I hope you enjoy it.

My Friend Is Swiping & Scrolling:

My friend in the dark hour before dawn. My friend with the ragged stomach who had a bad night. In a different hemisphere he is turning on the bedside light, rolling out of bed, pouring a cap of antacid at the kitchen bench. My friend who hasn’t left his neighbourhood all year. My friend in London pining for how things used to be, for the Eurostar crossings to speak German and Spanish.  

My friend scrolling through Facebook to see the faces of his family. My friend living alone who aches with aloneness. My friend the glass-half-full-kind-of-guy listening out for the early morning train thinking, we’ll get through this, in time. My friend who sits through forty Zoom meetings every five days. A rush of nostalgic reflections but is everything nostalgia? We’re all in this together.

The extroverted friend and the introverted one scrolling & swiping at home, the teenage friend whose father is hospitalised for a third time, my friend in China who sends me a red envelope, my friend in France dunking a croissant as she swipes left in greyish gloom, my friend in kurta pajamas beating a tabla drum, my friend in activewear driven to over-exercise, my friend who is addicted to social media like I am.

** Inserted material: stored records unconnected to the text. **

PR #7624, opened 2022-11-28
Make OGDS sync case insensitive

lukasgraf:
This makes the OGDS synchronisation case inensitive with regard to the user ID.

Therefore, when a user ID changes case in LDAP/AP, it will still be matched to the existing OGDS user (with original capitalization for its user ID) when updating user properties and group memberships.

For [CA-4834](https://4teamwork.atlassian.net/browse/CA-4834)

## Checklist

- [x] Changelog entry

### DIFF
--- a/opengever/ogds/base/sync/ogds_updater.py
+++ b/opengever/ogds/base/sync/ogds_updater.py
@@ -624,7 +624,6 @@ class OGDSUpdater(object):
         """
         ldap_keys = set(ldap_objects.keys())
         ogds_keys = set(ogds_objects.keys())
-        lower_ogds_keys = set([userid.lower() for userid in ogds_keys])
 
         ldap_objects_ci = CaseInsensitiveDict(ldap_objects)
         ogds_objects_ci = CaseInsensitiveDict(ogds_objects)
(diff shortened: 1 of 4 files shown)


opengever/ogds/base/sync/ogds_updater.py
```diff
@@ -22,6 +22,7 @@
 from sqlalchemy.sql.expression import false
 from sqlalchemy.sql.expression import or_
 from sqlalchemy.sql.expression import true
+from UserDict import UserDict
```
njohner, line 25: I did not know about that class. That's actually really useful

opengever/ogds/base/sync/ogds_updater.py
```diff
@@ -637,22 +641,33 @@ def update_mappings(self, ldap_objects, ogds_objects, pk='userid'):
...
 
-        deleted = ogds_active_keys - ldap_keys
-        existing = ldap_keys & ogds_keys
+        deleted = [k for k in ogds_active_keys if k not in ldap_objects_ci]
+        existing = [k for k in ogds_keys if k in ldap_objects_ci]
         modified = {}
         for key in existing:
-            diff = set(ldap_objects[key].items()) ^ set(ogds_objects[key].items())
+            # Case-insensitive lookup of the matching LDAP record
+            ldap_record = ldap_objects.get(key, ldap_objects_ci[key])
```
njohner, line 654: I think you can simply use `ldap_record = ldap_objects_ci[key]` no? I don't see why you would need to first try to get from `ldap_objects`, as `ldap_objects_ci` will anyway always first look for exact matches.

opengever/ogds/base/sync/ogds_updater.py
```diff
@@ -637,22 +641,33 @@ def update_mappings(self, ldap_objects, ogds_objects, pk='userid'):
...
+                if attributes:
+                    modified[key] = attributes
 
         added_mappings = [ldap_objects[a] for a in added_ignore_capitalization]
         deleted_mappings = [{pk: d, 'active': False} for d in deleted]
         modified_mappings = []
         for key, modified_attrs in modified.items():
             changes = {pk: key}
+            # Case-insensitive lookup of the matching LDAP record
+            ldap_record = ldap_objects.get(key, ldap_objects_ci[key])
```
njohner, line 673: Same here. `ldap_record = ldap_objects_ci[key]` should work

njohner (approved):
LGTM

opengever/ogds/base/sync/ogds_updater.py
lukasgraf: You're right, this is a remnant of before, where this wasn't guaranteed yet.

PR #7628, opened 2022-12-01
Use the membership's data for its docproperties.

njohner:
Instead of getting the phone number, URL, Email and Address either from the Person or the Organisation, we now get the data from the Membership itself. This is possible as a `Membership` now has `primaryEmail`, `primaryAddress`, `primaryPhoneNumber` and `primaryUrl` fields.

I also did a small change to avoid unnecessary requests to KuB.

For [CA-4738]

## Checklist
- [x] Changelog entry

[CA-4738]: https://4teamwork.atlassian.net/browse/CA-4738?atlOrigin=eyJpIjoiNWRkNTljNzYxNjVmNDY3MDlhMDU5Y2ZhYzA5YTRkZjUiLCJwIjoiZ2l0aHViLWNvbS1KU1cifQ


opengever/kub/docprops.py
```diff
@@ -18,8 +18,10 @@ def __init__(self, entity):
         elif entity.is_organization():
             self.organization = entity
         elif entity.is_membership():
-            self.person = KuBEntity("person:" + entity["person"]["id"])
-            self.organization = KuBEntity("organization:" + entity["organization"]["id"])
+            self.person = KuBEntity("person:" + entity["person"]["id"],
```
lukasgraf, line 21: This change probably means we can get rid of all those secondary mocked requests in tests (like [these](https://github.com/4teamwork/opengever.core/blob/master/opengever/kub/tests/test_docprops.py#L70-L71)), where we need to additionally mock not just the membership, but also one or both ends of the relationship, right?

Just would be a nice cleanup, I'm leaving it up to you whether you want to add this to this PR or not.

lukasgraf (approved):
LGTM 👍, just some potential for even more cleanup ;)

opengever/kub/docprops.py
njohner: Ah you're probably right, will do that.

PR #7633, opened 2022-12-07
Disable lock check in @tus-upload endpoint again

tinagerber:
With https://github.com/4teamwork/opengever.core/commit/51ed9dd4c66f1031525c571c2953a5c41aeba1a3 the lock check was enabled in the @tus-upload endpoint.
But the check does not work properly, so I have to disable it again. I have created a bug to address the problem:
https://4teamwork.atlassian.net/browse/CA-5107

For [CA-5093]

## Checklist

- [x] Changelog entry

- Upgrade-Steps:

[CA-5093]: https://4teamwork.atlassian.net/browse/CA-5093?atlOrigin=eyJpIjoiNWRkNTljNzYxNjVmNDY3MDlhMDU5Y2ZhYzA5YTRkZjUiLCJwIjoiZ2l0aHViLWNvbS1KU1cifQ

### DIFF
--- a/changes/CA-5093.bugfix
+++ b/changes/CA-5093.bugfix
@@ -1,0 +1,1 @@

My friend in Israel  my stressed-out Barista friend behind a coffee machine  my friend with only one kidney  my friend in palliative care under a sign I do not want visitors  my young friend who was warned at school about swiping & scrolling  my friend next door, who wonders if we are complaisant already  my friend who is feeling lethargic  my friend who hopes everyone will go back to work soon  my friend who tells me she has a problem wearing a mask  my friend who pretends not to see me on the street, even she must be on Zoom with others by now, so I let her go.

Scrolling will distract me from uncomfortable emotions as the cafes near me say takeaway only and the stores where I used to window-shop have empty frontages with To Lease signs and the famous writer I wish I’d had the courage to speak to when I had the chance, is diagnosed with dementia in another country, I snatch at memories of post cards sent back and forth. So who else should I pick up the phone and dial and say, Are you okay? Who else might I never see again?

All of us scrolling & swiping in the mornings and the afternoons and in the evenings near the hotel with the old TOOTH’S SHEAF STOUT Keeps you fit! poster telling us a tantalising beer with a dry finish and a medium body.